Configure Access to GCS from Your Cluster
After obtaining the service account key, perform these steps on your cluster. The steps below assume that your service account key is called google-access-key.json. If you chose a different name, make sure to update the commands accordingly.
Steps
Place the service account key on all nodes of the clusters.
Note the following about the location where to place file:
Make sure to use an absolute path such as
/etc/hadoop/conf/google-access-key.json
(wheregoogle-access-key.json
is your JSON key).The path must be the same on all nodes.
In a single-user cluster,
/etc/hadoop/conf/google-access-key.json
is appropriate. Permissions for the file should be set to 444.If you need to use this option with a multi-user cluster, you should place this in the user's home directory:
${USER_HOME}/.credentials/storage.json
. Permissions for the file should be set to 400.
There are many ways to place the file on the hosts. For example you can create a `hosts` file listing all the hosts, one per line, and then run the following:
for host in `cat hosts`; do scp -i <Path_to_ssh_private_key> google-access-key.json <Ssh_user>@$host:/etc/hadoop/conf/google-access-key.json; done
In the Ambari web UI, set the following two properties under custom-core-site.
To set these properties in the custom-core-site, navigate to HDFS > Configs > Custom core-site and click Add Property. The JSON and the p12 properties cannot be set at the same time.
If using a key in the JSON format (recommended), set the following properties:
fs.gs.auth.service.account.json.keyfile=<Path-to-the-JSON-file> fs.gs.working.dir=/ fs.gs.path.encoding=uri-path fs.gs.reported.permissions=777
If using a key in the P12 format, set the following properties:
fs.gs.auth.service.account.email=<Your-Service-Account-email> fs.gs.auth.service.account.keyfile=<Path-to-the-p12-file> fs.gs.working.dir=/ fs.gs.path.encoding=uri-path fs.gs.reported.permissions=777
Note Setting
fs.gs.working.dir
configures the initial working directory of a GHFS instance.
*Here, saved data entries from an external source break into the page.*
PR #205, opened 2022-10-26
add support for setting environment variables for external probes

alex-laties:
Adds the ability to configure environment variables for external probers.

This is useful for golang binaries where configuration is done via environment variables during `init()` functions (anti-pattern, I know, but we can't fix every upstream project to be configurable after init).


probes/external/proto/config.proto
```diff
@@ -26,6 +26,13 @@ message ProbeConf {
   // will get converted to: /tools/recreate_vm -vm ig-us-central1-a
   required string command = 2;
 
+  // EnvVars for the command.
+  message EnvVar {
+    optional string name = 1;
+    optional string value = 2;
+  }
+  repeated EnvVar envVars = 6;
```
manugarg, line 34: Can you name this env_vars? to be consistent with naming elsewhere.

probes/external/external_test.go
```diff
@@ -168,7 +168,19 @@ func runAndVerifyProbe(t *testing.T, p *Probe, tgts []string, total, success map
 	}
 }
 
-func createTestProbe(cmd string) *Probe {
+func createTestProbe(cmd string, envVars map[string]string) *Probe {
+	return createTestProbeWithEnv(cmd, envVars)
+}
```
manugarg, line 173:
```suggestion
func createTestProbe(cmd string) *Probe {
	return createTestProbeWithEnv(cmd, nil)
}
```

probes/external/external_test.go
```diff
@@ -336,16 +349,23 @@ func TestProbeServerLocalPipeClose(t *testing.T) {
 
 func TestProbeOnceMode(t *testing.T) {
 	testCmd := "/test/cmd --arg1 --arg2"
+	testEnv := []string{"foo=bar", "hello=dolly"}
+	testEnvMap := make(map[string]string{})
```
manugarg, line 353:
```suggestion
	testEnvMap := make(map[string]string)
```

probes/external/proto/config.pb.go
```diff
@@ -1,7 +1,7 @@
 // Code generated by protoc-gen-go. DO NOT EDIT.
 // versions:
 // 	protoc-gen-go v1.28.1
-// 	protoc        v3.21.5
+// 	protoc        v3.12.4
```
manugarg, line 4: Curious how did you generate this. We (tools/gen_pb_go.sh) should be using 21.5:
https://github.com/cloudprober/cloudprober/blob/5f97a028a6ad243c1b887411cddd53b8d104c9ee/tools/gen_pb_go.sh#L19

Maybe you already had protoc in the path?

manugarg:
@alex-laties I was wondering if you want to follow up on this?

probes/external/proto/config.pb.go
alex-laties: Correct, I was building on a system that already had a version of protoc installed and the `gen_pb_go.sh` does not check the versions to ensure conformance.

To correct this, there are a couple options I see:
 - always download the specified protoc to a temp location, update build chain to always call this temp protoc
   - i'm unclear how many places I would need to explicitly point to this new location, and I think the approach is brittle in the face of new calls to protoc as those places would also have to be correctly prefixed.
 - download the specified protoc to a temp location, mangle PATH so this new version is preferred
   - this is a very old school option with a lot of pitfalls, like failing cleaning up the PATH if builds fail. tooling exists to help here
 - set up a dockerfile for builds that installs the correct version of protoc
   - create something like `Dockerfile.genpb` with the correct versions of the build toolchain installed
   - run `gen_pb_go.sh` script in a container of the genpb environment with the source dir bind-mounted in
   - certainly not immediately obvious to do this, so would likely need updates to documentation and probably a wrapper in the Makefile to make invocation hygenic
   
Of the ways I can think of, I tend to prefer the build container option, but am open to other ideas or preferences here.

alex-laties: I've added the dockerfile and makefile wrapper to give an idea of what I meant.

probes/external/external_test.go
```diff
@@ -342,7 +342,7 @@ func TestProbeOnceMode(t *testing.T) {
 	tgts := []string{"target1", "target2"}
 
 	// Set runCommand to a function that runs successfully and returns a pyload.
-	p.runCommandFunc = func(ctx context.Context, cmd string, cmdArgs []string) ([]byte, error) {
+	p.runCommandFunc = func(ctx context.Context, cmd string, cmdArgs []string, envVars []string) ([]byte, error) {
 		var resp []string
 		resp = append(resp, fmt.Sprintf("cmd \"%s\"", cmd))
 		resp = append(resp, fmt.Sprintf("num-args %d", len(cmdArgs)))
```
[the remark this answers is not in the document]
alex-laties: rather than printing, I verify that the env vars passed in here are what we expect. I also export a new metric (num-env-vars) that reports how many env vars are seen and check if the value is what we expect.

alex-laties:
@manugarg I think this PR is ready for review now.

manugarg:
Hey @alex-laties, I appreciate the suggestions for fixing the protobuf generation part. However, for now, I've done something simpler -- download protoc regardless of whether it's available or not.

Can you please just run the latest [tools/gen_pb_go.sh](https://github.com/cloudprober/cloudprober/blob/master/tools/gen_pb_go.sh) again, and upload the hopefully cleaned up PR.

Sorry for all the trouble, and thanks again for the contribution.

manugarg:
@alex-laties I was wondering if you still want to continue this? If yes, please see my previous comment. Thanks1

PR #209, opened 2022-10-31
[status page] Further improve our status page.

manugarg:
* Add probe selectors to the status page.
   * Reduce drop if no data interval to 6h (from 24h).


manugarg:
image

Issue #219, opened 2022-11-25
Example config cause panic


dawid-remitly:
**Describe the bug**
Running test config from https://cloudprober.org/getting-started/ cause *panic*

**Cloudprober Version** v0.12.1

**To Reproduce**
```
cat > /tmp/cloudprober.cfg <<EOF
probe {
  name: "google_homepage"
  type: HTTP
  targets {
    host_names: "www.google.com"
  }
  interval_msec: 5000  # 5s
  timeout_msec: 1000   # 1s
}
EOF
$ cloudprober -config_file /tmp/cloudprober.cfg
panic: runtime error: invalid memory address or nil pointer dereference
[signal SIGSEGV: segmentation violation code=0x2 addr=0x40 pc=0x1039a3704]

goroutine 45 [running]:
github.com/cloudprober/cloudprober/probes/http.(*Probe).httpRequestForTarget(0x140001f72b0, {{0x1400031a18c, 0xe}, 0x0, {0x0, 0x0, 0x0}, 0x0, {0x0, 0x0, ...}})
	/Users/runner/work/cloudprober/cloudprober/probes/http/request.go:98 +0x104
github.com/cloudprober/cloudprober/probes/http.(*Probe).startForTarget(0x140001f72b0, {0x1042ba3c0, 0x14000456740}, {{0x1400031a18c, 0xe}, 0x0, {0x0, 0x0, 0x0}, 0x0, ...}, ...)
	/Users/runner/work/cloudprober/cloudprober/probes/http/http.go:483 +0xf0
github.com/cloudprober/cloudprober/probes/http.(*Probe).updateTargetsAndStartProbes.func2({{0x1400031a18c, 0xe}, 0x0, {0x0, 0x0, 0x0}, 0x0, {0x0, 0x0, 0x0}}, ...)
	/Users/runner/work/cloudprober/cloudprober/probes/http/http.go:578 +0x138
created by github.com/cloudprober/cloudprober/probes/http.(*Probe).updateTargetsAndStartProbes
	/Users/runner/work/cloudprober/cloudprober/probes/http/http.go:574 +0x53c
```

**Additional context**
tested on darwin-x86_64 and darwin-arm64, same result

manugarg:
Good catch. Last change made http_probe a requires stanza. You can fix it for now by adding an empty http_probe stanza to your probe config. I'll follow up with a fix soon.

vancouverwill:
[...]

PR #223, opened 2023-01-05
[probes.http] Initialize probe config with zero values if config is nil.

manugarg:
…ot given.


manugarg:
This should fix #219.

Issue #206, opened 2022-10-28
Cloudprober on Google Cloud Run


michaelsatanovsky:
I have been trying to set up Cloudprober to run on Google Cloud's Cloud Run from the image listed on docker. However, I've run into issues with it. 

I get a general error:
`The user-provided container failed to start and listen on the port defined provided by the PORT=9313 environment variable.` 

And more specific errors within the logs:
`cloudprober.go:134] Error reading config from metadata. Err: metadata: GCE metadata "project/attributes/cloudprober_config" not defined`

`logger.go:205] [cloudprober.sysvars] Error getting instance name on GCE: metadata: GCE metadata "instance/name" not defined`

`cloudprober.go:182] Error initializing cloudprober. Err: sysvars_gce: error while getting internal_ip from metadata: metadata: GCE metadata "instance/network-interfaces/0/ip" not defined"`

The "[How-Tos - Running on Kubernetes](https://cloudprober.org/how-to/run-on-kubernetes/)" page on Cloudprober's website is helpful for setting up Cloudprober on GKE, but it is a bit overkill for some users (customers of a Google Cloud service). Would it be possible to add similar support for Cloud Run (or point me to some tools to debug this)?

manugarg:
@michaelsatanovsky thanks for reporting this.

There is a workaround for this. You can add the following flag to the command line to disable getting cloud metadata: `--cloud_metadata=none`.

This error is coming from the fact Cloudprober is discovering it's running on Google cloud, but it's not able to get certain metadata variables. On kubernetes we return early: https://github.com/cloudprober/cloudprober/blob/7d1085c3161c24215864dfee984b424076834bd4/sysvars/sysvars_gce.go#L66.

If we can easily identify that we're running on Cloud Run we can make this more automatic. I'll look into that.

michaelsatanovsky:
Hi @manugarg,

Thanks for following up on this! I was unable to get Cloudprober to run on Cloud Run as it seemed to require access to other cloud metadata. I ended up using a VM instance. Should Cloudprober work with Cloud Run after this fix?

Thanks again!

manugarg:
Hello, @michaelsatanovsky 

This change has not been released yet. If you want to test before the release, you can use the docker image tag - "master". Let me know if that doesn't work as well.

manugarg:
I see. Thanks for retrying it. I'll take another look.

manugarg:
Sorry for the delay. I found the issue and submitted the fix:
[...]

PR #225, opened 2023-01-05
[sysvars.gce] Fix Google Cloud Run handling.

manugarg:


manugarg:
This should fix #206.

This should always be set to "/".Setting
fs.gs.path.encoding
sets the path encoding to be used, and allows for spaces in the filename. This should always be set to "uri-path".Setting
fs.gs.reported.permissions
sets permissions for file listings when using gs. The default 700 may end up being too restrictive for some processes performing file-based checks.
Save the configuration change and restart affected services. Additionally - depending on what services you are using - you must restart other services that access cloud storage such as Spark Thrift Server, HiveServer2, and Hive Metastore; These will not be listed as affected by Ambari, but require a restart to pick up the configuration changes.
Test access to the Google Cloud Storage bucket by running a few commands from any cluster node. For example, you can use the command listed below (replace “mytestbucket” with the name of your bucket):
hadoop fs -ls gs://mytestbucket/
After performing these steps, you should be able to start working with the Google Cloud Storage bucket(s).